Copy out every line from the records that includes "ttomsu".
** Opening Source data block **
PR #1572, opened 2020-03-15
 feat(k8s/deploy): Add custom health check to service-settings

clanesf:
In configuring our services to use mTLS we ran into an issue with the 
standard halyard deployment. The issue is that when https is enabled and
client certificates are required, the services never come up because
the health checks fail and are rejected because of a lack of a client certificate.

This PR adds the ability to create a custom exec-based health check and 
configure each service's health check as needed to handle client certificates
and potentially other network related issues.

For example, by adding the following to `.hal/default/service-settings/clouddriver.yml`
Halyard will deploy a health check that provides the client cert and key provided
that they are present on the pod in the specified location

```
# clouddriver.yml service settings file with custom defined health check
kubernetes:  
  volumes:
  - id: spin-mtls-certs
    mountPath: /opt/certs/
    type: secret
  customHealthCheckExecCommands: 
  - wget
  - --spider
  - --ca-certificate=/opt/certs/k8s-cluster-ca.crt
  - --certificate=/opt/certs/client.cert.crt
  - --private-key=/opt/certs/client.key.pem
  - -q
  - https://localhost:7002/health
```

### DIFF
--- a/gradle.properties
+++ b/gradle.properties
@@ -1,4 +1,4 @@
-#Fri Mar 13 21:28:06 PDT 2020
+#Sat Mar 14 20:40:20 UTC 2020
 enablePublishing=false
-korkVersion=7.25.3
+korkVersion=7.26.0
 org.gradle.parallel=true
--- a/gradle.properties
+++ b/gradle.properties
@@ -1,4 +1,4 @@
-#Wed Mar 11 01:03:44 UTC 2020
+#Fri Mar 13 21:28:06 PDT 2020
 enablePublishing=false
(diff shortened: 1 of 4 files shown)


clanesf:
@cfieber - When you get a chance can you review this? We'd like to rollout mTLS next week across our Spinnaker instances and right now not being able to use Halyard to customize the health check to include the client certificates is blocking our forward progress.

cfieber:
this looks reasonable to me but I use neither halyard or k8s so I'd prefer someone else to weigh in

PR #1578, opened 2020-03-23
feat(build): Remove TravisCI and replace with GitHub Actions

jonsie:


ttomsu:
Have you taken those scripts through a trial run?

jonsie:
@ttomsu I don't see anything unique here compared to the service builds, and this is the same pattern we're using elsewhere so this all should work.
** Closing Source data block **
### Your response
ttomsu:
@ttomsu I don't see anything unique here compared to the service builds, and this is the same pattern we're using elsewhere so this all should work.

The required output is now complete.